[Source data]
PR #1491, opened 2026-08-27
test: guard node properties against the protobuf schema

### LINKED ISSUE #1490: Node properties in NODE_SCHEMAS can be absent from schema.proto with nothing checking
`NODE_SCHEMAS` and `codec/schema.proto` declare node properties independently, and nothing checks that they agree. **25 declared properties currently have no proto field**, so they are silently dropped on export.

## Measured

**WHAT TO WORK ON**
Reproduce each line of the data containing the word "properties".

**TASK RESPONSE**
test: guard node properties against the protobuf schema
### LINKED ISSUE #1490: Node properties in NODE_SCHEMAS can be absent from schema.proto with nothing checking
`NODE_SCHEMAS` and `codec/schema.proto` declare node properties independently, and nothing checks that they agree. **25 declared properties currently have no proto field**, so they are silently dropped on export.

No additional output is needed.